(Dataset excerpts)
Issue #1839, opened 2020-01-09
 Feature: Versioning on Tasks/Pipelines


pierretasci:
# Abstract
A way to define a specific version of a named pipeline or task so that the spec of that pipeline or task can be referenced at a specific moment in time. For example, the way docker containers work today with tags whereby I am able to run `container:tag` for any valid tag of the same container name. 

# Use Cases
- In a production system, it is likely a project's Tekton pipeline will evolve its definition over time. If I wanted to run the pipeline as it existed a month ago, I have no good way to know what the spec was if it has since changed.

- The ability to test a change to a pipeline's spec without affecting the pipeline runs of other users that share the same spec. 

- Improve the ability to share and reuse tasks so I can depend on a pinned version of a Task from a catalog while the actual spec changes.

# Details
I could imagine this being addressed as part of the Tekton spec. For now, our workaround has been to publish tasks and pipelines with the "version" in the name of the task. This does introduce a discoverability problem as well as clutter.

A solution that is part of the Tekton spec would make a lot of sense. Eg:

```
apiVersion: tekton.dev/v1alpha1
kind: Task
metadata:
  name: my-unique-tests
spec:
  - tag: v1
     spec: 
       steps:
         - name: run-test
            image: ubuntu
            command: ["foo"]
---
apiVersion: tekton.dev/v1alpha1
kind: TaskRun
metadata:
  name: my-unique-tests-run
spec:
  taskRef:
    name: my-unique-task
    tag: v1
```

An easy addition to this is a default "latest" to keep the existing functionality, again, similar to docker.

vdemeester:
I think the main question is, is this in scope for tektoncd/pipeline or some higher level component (from Tekton or not) ? versionning could be done using different name and labels, … and managed by an higher level component, keeping the tekton api as simple (relatively speaking) as possible.

This is also where experiment like [`catalgos`](https://github.com/tektoncd/experimental/tree/master/catalogs) (expect some code in the next week :angel:), from https://github.com/tektoncd/community/issues/53) comes into place (on the discoverability side of things.

/area api
/kind question
/kind design

pierretasci:
I completely agree that the main question comes down to whether this lives in tekton or externally. I think that both are viable. Since I brought up the issue, I will make a case in favor of making it a part of the Task spec and that is to aid in task reuse. If the goal is to make tasks that are generic and reusable with a well-defined interface, they will need to be versioned somehow to prevent the definition being changed while an old version is running.

[...]

PR #2137, opened 2020-03-03
 Adds resolver to provide task resolution for images

sthaha:
# Changes
This partially addresses the desire to fetch tasks
 from an OCI image artifact.

 Issue: https://github.com/tektoncd/pipeline/issues/1839

Signed-off-by: Sunil Thaha <sthaha@redhat.com>

# Submitter Checklist

review them:

- [🙅‍♂ ] Includes [docs](https://github.com/tektoncd/community/blob/master/standards.md#principles) (if user facing)

## Reviewer Notes

# Release Notes

```

- API changes
- Bug fixes
- Any changes in behavior

```

### DIFF
--- a/pkg/remote/oci.go
+++ b/pkg/remote/oci.go
@@ -1,0 +1,109 @@
+/*
+Copyright 2019 The Tekton Authors
+
+Licensed under the Apache License, Version 2.0 (the "License");
+you may not use this file except in compliance with the License.
+You may obtain a copy of the License at
+
+    http://www.apache.org/licenses/LICENSE-2.0
+
+Unless required by applicable law or agreed to in writing, software
+distributed under the License is distributed on an "AS IS" BASIS,
+WITHOUT WARRANTIES OR CONDITIONS OF ANY KIND, either express or implied.
+See the License for the specific language governing permissions and
+limitations under the License.
+*/
+
+package remote
+
+import (
+	"fmt"
+	"io/ioutil"
+	"strings"
+
+	"github.com/google/go-containerregistry/pkg/authn"
+	imgname "github.com/google/go-containerregistry/pkg/name"
+	v1 "github.com/google/go-containerregistry/pkg/v1"
+	"github.com/google/go-containerregistry/pkg/v1/remote"
+	"github.com/tektoncd/pipeline/pkg/apis/pipeline/v1beta1"
+	"github.com/tektoncd/pipeline/pkg/client/clientset/versioned/scheme"
+)
+
+// KeychainProvider is an input to the OCIResolver which returns a keychain for fetching remote images with
+// authentication.
+type KeychainProvider func() (authn.Keychain, error)
+
+// OCIResolver will attempt to fetch Tekton resources from an OCI compliant image repository.
+type OCIResolver struct {
+	imageReference   string
+	keychainProvider KeychainProvider
+}
+
+// GetTask will retrieve the specified task from the resolver's defined image and return its spec. If it cannot be
+// retrieved for any reason, an error is returned.
+func (o OCIResolver) GetTask(taskName string) (*v1beta1.TaskSpec, error) {
+	taskContents, err := o.readImageLayer("task", taskName)
+	if err != nil {
+		return nil, err
+	}
+
+	// Deserialize the task into a valid task spec.
+	var task v1beta1.Task
+	_, _, err = scheme.Codecs.UniversalDeserializer().Decode(taskContents, nil, &task)
+	if err != nil {
+		return nil, fmt.Errorf("Invalid remote task %s: %w", taskName, err)
+	}
+
+	return &task.Spec, nil
+}
+
+func (o OCIResolver) readImageLayer(kind string, name string) ([]byte, error) {
+	imgRef, err := imgname.ParseReference(o.imageReference)
+	if err != nil {
+		return nil, fmt.Errorf("%s is an unparseable task image reference: %w", o.imageReference, err)
+	}
+
+	// Create a keychain for use in authenticating against the remote repository.
+	keychain, err := o.keychainProvider()
+	if err != nil {
+		return nil, err
+	}
+
+	img, err := remote.Image(imgRef, remote.WithAuthFromKeychain(keychain))
+	if err != nil {
+		return nil, fmt.Errorf("Error pulling image %q: %w", o.imageReference, err)
+	}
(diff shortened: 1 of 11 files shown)


pkg/remote/oci.go
```diff
@@ -0,0 +1,110 @@
...
+	_, _, err = scheme.Codecs.UniversalDeserializer().Decode(taskContents, nil, &task)
+	if err != nil {
+		return nil, fmt.Errorf("Invalid remote task %s: %w", taskName, err)
+	}
+
+	return &task.Spec, nil
+}
+
+func (o OCIResolver) readImageLayer(kind string, name string) ([]byte, error) {
+	// TODO: When this is moved into the Tekton controller, authorize this
```
sthaha: This will be addressed in a follow up patch as the change seems rather large

vdemeester: Do worry too much about it, we've seen way larger changes :wink:

pkg/remote/oci.go
```diff
@@ -0,0 +1,110 @@
...
+)
+
+func init() {
+	// Add Tekton's resources to the K8s deserializer
+	schemeBuilder := runtime.NewSchemeBuilder(v1beta1.AddToScheme)
+	err := schemeBuilder.AddToScheme(scheme.Scheme)
+	if err != nil {
+		log.Panic(err)
+	}
+}
```
vdemeester: why is it required ? :thinking:

pkg/remote/oci.go
pierretasci: So should this be all done in one PR or in multiple?

vdemeester: depend what you mean by "all". But having a full working `pkg/remote/oci.go` file (aka at least with the serviceAccount support, the validation too) works, then other PR to start integrating it into the reconcilier would be others.

pkg/remote/oci.go
```diff
@@ -0,0 +1,109 @@
...
+	"github.com/google/go-containerregistry/pkg/v1/remote"
+	"github.com/tektoncd/pipeline/pkg/apis/pipeline/v1beta1"
+	"github.com/tektoncd/pipeline/pkg/client/clientset/versioned/scheme"
+)
+
+// KeychainProvider is an input to the OCIResolver which returns a keychain for fetching remote images with
+// authentication.
+type KeychainProvider func() (authn.Keychain, error)
+
+// ImageResolver will attempt to fetch Tekton resources from an OCI compliant image repository.
```
sthaha: OCIResolver

pkg/remote/oci_test.go
```diff
@@ -0,0 +1,124 @@
...
+	s := httptest.NewServer(registry.New())
+	defer s.Close()
+	u, err := url.Parse(s.URL)
+	if err != nil {
+		t.Fatal(err)
+	}
+
+	imgRef, err := name.ParseReference(fmt.Sprintf("%s/test/ociresolver", u.Host))
+	if err != nil {
+		t.Errorf("undexpected error producing image reference %s", err.Error())
```
sbwsg: nit: undexpected -> unexpected

pkg/remote/oci.go
```diff
@@ -0,0 +1,109 @@
...
+	"github.com/tektoncd/pipeline/pkg/apis/pipeline/v1beta1"
+	"github.com/tektoncd/pipeline/pkg/client/clientset/versioned/scheme"
+)
+
+// KeychainProvider is an input to the OCIResolver which returns a keychain for fetching remote images with
+// authentication.
+type KeychainProvider func() (authn.Keychain, error)
+
+// OCIResolver will attempt to fetch Tekton resources from an OCI compliant image repository.
+type OCIResolver struct {
```
sbwsg: What's a typical usage of this type going to look like?  If it's most often going to be instantiated and immediately used like this:

```go
{
  myresolver := remote.OCIResolver{imageRef, kp}
  mytask := myresolver.GetTask(foo)
}
```

then I suggest simply exposing a `GetOCITask` func that takes `(imageReference string, keychainProvider KeychainProvider, taskName string)`.  WDYT?

pierretasci: yeah that makes a ton of sense. I guess it comes down to how this evolves when we add a resolver for Git or other remote sources. I could see an argument for either route. 

I think the idea here is that it might be easier for a `reconciler` to use a factory to instantiate a `Resolver` and call it instead of having to know itself whether it should use an OCIResolver or a GitResolver or whatever else we add. We might even add a "local" resolver and embed the local task resolver into this format. Could be overkill or could be a nice abstraction. Thoughts?

pierretasci:
> * support for multiple api (right now it's `…v1beta1`, at some point we will need to support more than one version at the same time)
> * support for specific version of tekton, or minimum version required

Question for @vdemeester, do you mean that the user should specify a min-supported version of Tekton when referencing the task as in 

```
taskRef:
  name: my-task
  image: docker.com/my-image
  minVersion: v1alpha1
```

or do you mean that we should ensure the version of the fetched task is not incompatible with the version of the `taskrun` or `pipelinerun` that references it?

```
apiVersion: v1beta1
...
taskRef:
  name: my-task
  image: docker.com/my-image # apiVersion: v1alpha1
```

pkg/remote/oci.go
sbwsg: I can definitely see a factory fitting that use case.  I'm not sure it follows that we'd therefore need a `remote.Resolver` interface and creation of structs like this anywhere outside the factory's internals though. 

I think it'll ultimately depend on both the kind of configuration we expect to be available and the signature we want to expose for resolution. Examples of config might be that we allow specific resolvers to be turned on/off/configured via configmap / cli flags.  Examples of public signature might be a func like `ResolveTaskFromRef(taskRef)` that figures out the kind of resolution it needs to make without publicly exposing the Resolver type.

Not to say we need to commit to those kinds of design choices here, more that by introducing the Resolver machinery before we get to that stage we're already kind of leaning towards a design. And as often happens we might end up needing to unwind those kinds of choices based on work discovered as we dig into that stage more thoroughly.  And in turn that can lead to a some extra work reviewing in future as well.

None of this is a blocker at all from my POV, just raising it from my read-through. 👍 

/lgtm

pierretasci: Yup. Makes a ton of sense. We can always wrap the resolver in a function like you mention to give a single interface to caller but I guess the next PR that embeds this in the reconciler will show if it makes it more or less "gross" and we can go from there 😄

PR #133, opened 2020-09-03
Support creating CCS clusters

igoihman:


igoihman:
@vkareh PTAL

nimrodshn:
@igoihman LGTM :+1: 

We should move the AWS struct under CCS in a follow up work.

PR #135, opened 2020-09-04
new sub-command to show the plugins

bmeng:


cmd/ocm/main.go
```diff
@@ -38,13 +39,14 @@ import (
...
 	"github.com/openshift-online/ocm-cli/cmd/ocm/patch"
+	plugincmd "github.com/openshift-online/ocm-cli/cmd/ocm/plugin"
 	"github.com/openshift-online/ocm-cli/cmd/ocm/post"
 	"github.com/openshift-online/ocm-cli/cmd/ocm/token"
 	"github.com/openshift-online/ocm-cli/cmd/ocm/tunnel"
 	"github.com/openshift-online/ocm-cli/cmd/ocm/version"
 	"github.com/openshift-online/ocm-cli/cmd/ocm/whoami"
 	"github.com/openshift-online/ocm-cli/pkg/arguments"
-	"github.com/openshift-online/ocm-cli/pkg/plugin"
+	plugin "github.com/openshift-online/ocm-cli/pkg/plugin"
```
cben, line 49: cosmetic: consider renaming the directory to pkg/plugins so we won't need import renaming.  your call.

cben: actually ignore that.

@igoihman @vkareh Do you have an opinion on the command naming itself?  `ocm plugin list` vs `ocm plugins list` vs `ocm list plugins` (may be confusing because "ocm list foo" is for API objects not local stuff) vs just `ocm plugins`?
I recall somebody had an opinion on verb/noun order but can't find it...

cmd/ocm/plugin/list/cmd.go
```diff
@@ -0,0 +1,139 @@
...
+// uniquePath remove the duplicate items from the PATH
+func uniquePath(path []string) []string {
+	keys := make(map[string]int)
+	uniPath := make([]string, 0)
+
+	for _, p := range path {
+		keys[p] = 1
+	}
+
+	for element := range keys {
```
cben, line 110: this permutes the order of $PATH (to whatever order the hash table has), but since we only care about _set_ of plugins, that's OK :heavy_check_mark:

cmd/ocm/main.go
vkareh: yes, regarding API resources, we're trying to standardize on `ocm {verb} {noun}`, which would make this `ocm list plugins`, but you bring up a good point: this is not an API resource, so maybe it's ok to break convention??

Also, cobra supports aliases, so I'd make the default to be plural `plugins` (since it's a list of many) with an alias to `plugin`.

cmd/ocm/plugin/list/cmd.go
```diff
@@ -0,0 +1,139 @@
...
+			}
+
+			if !strings.HasPrefix(f.Name(), pluginPrefix) {
+				continue
+			}
+
+			plugin := f.Name()
+
+			var pluginOutput []string
+			absPath := dir + "/" + plugin
```
cben, line 83: `filepath.Join(dir, plugin)` may be more correct in corner cases, specifically on windows.

cmd/ocm/plugin/list/cmd.go
```diff
@@ -0,0 +1,139 @@
...
+	newPath := uniquePath(defaultPath)
+	pluginPrefix := "ocm-"
+
+	columns := "NAME,PATH"
+	paddingByColumn := []int{20, 30}
+
+	table.PrintPadded(os.Stdout, strings.Split(columns, ","), paddingByColumn)
+
+	for _, dir := range newPath {
+		if _, err := os.Stat(dir); os.IsNotExist(err) {
```
cben, line 64: +1 to continuing after non-existant PATH entries, with or without warning.  
Most programs, including `which` ignore them silently.

$PATH may contain empty entries which mean current working dir, so it's better to first do:

```
if dir == "" {
  dir = "."
}
```

> A zero-length prefix is a legacy feature that indicates the current working directory. It appears as two adjacent <colon> characters ( "::" ), as an initial <colon> preceding the rest of the list, or as a trailing <colon> following the rest of the list. A strictly conforming application shall use an actual pathname (such as .) to represent the current working directory in PATH.  
-- [POSIX](https://pubs.opengroup.org/onlinepubs/9699919799/basedefs/V1_chap08.html#tag_08_03)

cben:
Small nits but overall this looks good.
Consider moving part of the logic from the cmd into pkg/plugin.

cben:
Crazy idea: can we make the plugins appear as part of regular `ocm --help`?

bmeng:
> Crazy idea: can we make the plugins appear as part of regular `ocm --help`?

Currently, it will show the `plugin` subcommand in `ocm --help`. Do you mean we should hide this?

igoihman:
which plugins will the user see?I am against going to a direction where backplane will be visible to customers

bmeng:
@cben @vkareh updated a bit based on the comments, help review again?
for the singular and plural of the `plugin`, since all the other sub-commands are all using singular, so I also leave this as the same, just adding the alias for the plural.

cben:
> > Crazy idea: can we make the plugins appear as part of regular ocm --help?

> Currently, it will show the plugin subcommand in ocm --help. Do you mean we should hide this?

I meant include the output you're producing here somewhere somewhere inside ocm help output.  And then we might not need a separate command.
But I suppose consistency to kubectl is best goal here, so functionality LGTM :100:
Will re-review code in a moment...

## kubectl
```
$ kubectl --help
...
Other Commands:
  ...
  plugin        Provides utilities for interacting with plugins.
...

$ kubectl plugin
Provides utilities for interacting with plugins.

 Plugins provide extended functionality that is not part of the major command-line distribution. Please refer to the
documentation and examples for more information about how write your own plugins.

 The easiest way to discover and install plugins is via the kubernetes sub-project krew. To install krew, visit
https://github.com/kubernetes-sigs/krew/#installation

Available Commands:
  list        list all visible plugin executables on a user's PATH

Usage:
  kubectl plugin [flags] [options]

Use "kubectl <command> --help" for more information about a given command.
Use "kubectl options" for a list of global command-line options (applies to all commands).
```

```
$ kubectl plugin list
The following compatible plugins are available:

/home/cben/.krew/bin/kubectl-krew
/home/cben/.krew/bin/kubectl-ns
/home/cben/.krew/bin/kubectl-tree
```

## This PR

```diff
 $ ./ocm --help
 ...
 Available Commands:
   account     Get information about users.
   cluster     Get information about clusters
   completion  Generates bash completion scripts
   config      get or set configuration variables
   create      Create a resource from stdin
   delete      Send a DELETE request
   describe    Show details of a specific resource
   edit        Edit a resource from stdin
   get         Send a GET request
   help        Help about any command
   list        List all resources of a specific type
   login       Log in
   logout      Log out
   patch       Send a PATCH request
+  plugin      Get information about plugins
   post        Send a POST request
   token       Generates a token
   version     Prints the version
   whoami      Prints user information
...
```

```
$ ./ocm plugin
Get information about installed ocm plugins

Usage:
  ocm plugin [command]

Aliases:
  plugin, plugins

Available Commands:
  list        list ocm plugins

Flags:
  -h, --help   help for plugin

Global Flags:
      --alsologtostderr                  log to standard error as well as files
      --debug                            Enable debug mode.
      --log_backtrace_at traceLocation   when logging hits line file:N, emit a stack trace (default :0)
      --log_dir string                   If non-empty, write log files in this directory
      --logtostderr                      log to standard error instead of files (default true)
      --stderrthreshold severity         logs at or above this threshold go to stderr (default 2)
  -v, --v Level                          log level for V logs
      --vmodule moduleSpec               comma-separated list of pattern=N settings for file-filtered logging

Use "ocm plugin [command] --help" for more information about a command.
```

```
$ ./ocm plugin list
NAME                PATH                          
ocm-service-log     /home/cben/go/bin             
```
(ocm-service-log is not intended as a plugin, just happens to start with ocm- but Working As Intended :)

cmd/ocm/plugin/list/cmd.go
```diff
@@ -0,0 +1,147 @@
...
+			continue
+		}
+
+		if dir == "" {
```
cben, line 69: This didn't work:
```
$ echo '#!/bin/nl' > ./ocm-foo; chmod +x ./ocm-foo
$ env PATH=":/" ./ocm foo  # Linux does find the executable
     1	#!/bin/nl
$ env PATH=":/" ./ocm plugin list  # this doesn't
NAME                PATH                          
$
```

The reason is `os.IsNotExist("")` above already led to `continue`.  
You need to move swap the order, or better yet move this normalization into `uniquePath()` to avoid double printing for (admittedly silly ;-) values that contain both "" and "." e.g. `PATH="/bin::.:"`.

cben (commented):
One last nit but otherwise great!

bmeng:
```
$ echo '#!/bin/nl' > ./ocm-foo; chmod +x ./ocm-foo
$ env PATH=":::/" ./ocm plugin list
NAME                PATH
ocm-foo             .
```

@cben thanks for the thoroughly review.
Move the piece of blank path handling to the func `uniquePath` and it works as expected.

cben:
@vkareh @igoihman this is ready for merge :+1:

bmeng:
:tada: Thanks!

(Required action)
Among the lines of the records, copy out each one that contains the word "subcommand".

(Reply)
Currently, it will show the `plugin` subcommand in `ocm --help`. Do you mean we should hide this?
> Currently, it will show the plugin subcommand in ocm --help. Do you mean we should hide this?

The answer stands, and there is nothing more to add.